- **Work request**
Reproduce exactly the lines below, from the first through the one containing "pikurasa, line 64: I'm", and nothing more.

Dataset entries

------------------------------------------------------------------------

Issue #466, opened 2024-10-12
Replace Sugar Stories table with HTML table


pikurasa:
On Sugar Stories page, replace /assets/data_table.png with an HTML table

omsuneri:
@pikurasa I ll make it

sarthakvyas16:
I want to work on this issue please assign me this issue.

omsuneri:
@sarthakvyas16 the issue is already solved try to move for another issue

sarthakvyas16:
Ohkay😂

PR #467, opened 2024-10-12
FIXES ISSUE #466 Replace Sugar Stories table with HTML table

omsuneri:
Resolved png to html table.
Screenshot 2024-10-13 at 4 56 52 AM


sugar-stories.html
```diff
@@ -50,9 +50,26 @@ <h3>Story 1: The connection between Sugar - Students - Teachers</h3>
...
+                      <th>Release number (date)</th>
+                      <th>Total Commits</th>
+                      <th>Youth Commits</th>
+                      <th>Release note URL</th>
+                  </tr>
+                  <tr>
+                      <td>0.102 (July 2014)</td>
+                      <td>424</td>
+                      <td>108</td>
+                      <td><a href="https://wiki.sugarlabs.org/go/0.102/Notes">https://wiki.sugarlabs.org/go/0.102/Notes</a></td>
```
pikurasa, line 64: I'm certainly not an HTML expert, but I tried adding <p> and </p> around the text in these areas, and it looks better, especially on a larger screen. Please try this.

pikurasa (changes requested):
Please try improving the HTML in the table.

A start is to add `<p></p>` to the text inside the sections of the table.

pikurasa:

------------------------------------------------------------------------

- **Solution**
Issue #466, opened 2024-10-12
Replace Sugar Stories table with HTML table


pikurasa:
On Sugar Stories page, replace /assets/data_table.png with an HTML table

omsuneri:
@pikurasa I ll make it

sarthakvyas16:
I want to work on this issue please assign me this issue.

omsuneri:
@sarthakvyas16 the issue is already solved try to move for another issue

sarthakvyas16:
Ohkay😂

PR #467, opened 2024-10-12
FIXES ISSUE #466 Replace Sugar Stories table with HTML table

omsuneri:
Resolved png to html table.
Screenshot 2024-10-13 at 4 56 52 AM


sugar-stories.html
```diff
@@ -50,9 +50,26 @@ <h3>Story 1: The connection between Sugar - Students - Teachers</h3>
...
+                      <th>Release number (date)</th>
+                      <th>Total Commits</th>
+                      <th>Youth Commits</th>
+                      <th>Release note URL</th>
+                  </tr>
+                  <tr>
+                      <td>0.102 (July 2014)</td>
+                      <td>424</td>
+                      <td>108</td>
+                      <td><a href="https://wiki.sugarlabs.org/go/0.102/Notes">https://wiki.sugarlabs.org/go/0.102/Notes</a></td>
```
pikurasa, line 64: I'm certainly not an HTML expert, but I tried adding <p> and </p> around the text in these areas, and it looks better, especially on a larger screen. Please try this.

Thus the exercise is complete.